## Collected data
Issue #52, opened 2026-07-01
Netgear A9000 (MT7925u) crashing OpenWRT


SufficentMuffin:
Hello, 

i just bought a Netgear A9000 WIFI 7 Stick with the plan to add an additional band to my router running on OpenWRT 25.12.2

I also noticed it also just shows up as "Generic MAC80211"

I am able to create an AP which is also seen by clients but as soon as I try to connect the router gets unresponsive and resarts after a few seconds. 

The running Kernel is 6.12.74 and I installed the following packages: 

kmod-mt7925-common	
kmod-mt7925-firmware		
kmod-mt7925u

Anything I missed here?

SufficentMuffin:
I want to add I also have an Brostrend Wifi Stick (MT7921au) which works perfectly fine. If that helps anything.

morrownr:
Hi @SufficentMuffin 

I have both of the adapters that you mention. Late last year I brinked my router that has USB ports. Maybe I need to unbrick it so I can test this. For now, I can just guess.

> I want to add I also have an Brostrend Wifi Stick (MT7921au) which works perfectly fine. If that helps anything.

Yes, that helps. Here is what I suspect: 25.12 is not fully ready for WiFi 7. You may want to try a development build. Here is where you can get them:

https://downloads.openwrt.org/snapshots/targets/

> The running Kernel is 6.12.74 and I installed the following packages:

You should just need to install kmod-mt7925u as the other needed files will be pulled automatically.

I have set my A9000 up in AP mode but it was not with openwrt. I use a Pi4B with RasPiOS to do testing so I used hostapd. This kind of a setup can get complicated once you get to WiFi7.

Lucid-Duck:
I spent today digging into this. Here is where it stands.

I can reproduce your crash on the same setup: OpenWrt 25.12.2, kernel 6.12.74, an A9000 as an AP on a Pi 5. The AP comes up fine, then the box goes unresponsive and reboots the moment a client finishes associating. So it is not your router or your config, it is the mt7925 driver on the AP side. Your mt7921au working as an AP fits, since it runs a different driver.

Updating will not help, since the same crash happens on the current snapshot. It also looks related to the older AP-mode report at openwrt/openwrt#16273.

[...]

PR #58, opened 2026-07-11
wifi: mt76: mt7925: ensure tx headroom in usb_sdio_tx_prepare_skb

Lucid-Duck:
This fixes the mt7925u AP crash in #52: an mt7925 USB adapter used as an AP reboots the machine when a connected client's traffic is forwarded.

The cause is a missing tx headroom reservation. `mt7925_usb_sdio_tx_prepare_skb()` prepends a TX descriptor plus a USB header (68 bytes) with `skb_push`. That headroom normally comes from `hw->extra_tx_headroom`, but forwarded data frames take the 802.3 encap-offload path (`ieee80211_8023_xmit`), which does not reserve it. The frame arrives 4 bytes short, `skb_push` underflows, and `skb_under_panic` reboots the box. Locally generated frames carry the slack and survive, so it shows up as a crash on the first forwarded frame after a client joins.

The fix grows the headroom with `skb_cow_head`, only for frames that are short, so it is a no-op on the common path.

Verified on hardware, Netgear A9000 (mt7925u) as a hostapd AP on a Pi 5 (RasPiOS 6.18.34):

- Stock: a bridged AP panics on client DHCP, 2 for 2. The captured trace matches the #52 reporter's oops on an Asus TUF AX4200 (OpenWrt 6.12.74), same function and the same 4-byte underflow.
- Patched: the same bridged AP takes association, DHCP, three reconnects and a forwarded ping flood with no panic.
- No regression: a matched same-session A/B on an isolated (non-forwarding) AP shows the same throughput stock versus patched.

## Your task
Reply with only the number of lines in the entries that contain the word "need".

## Answer space
2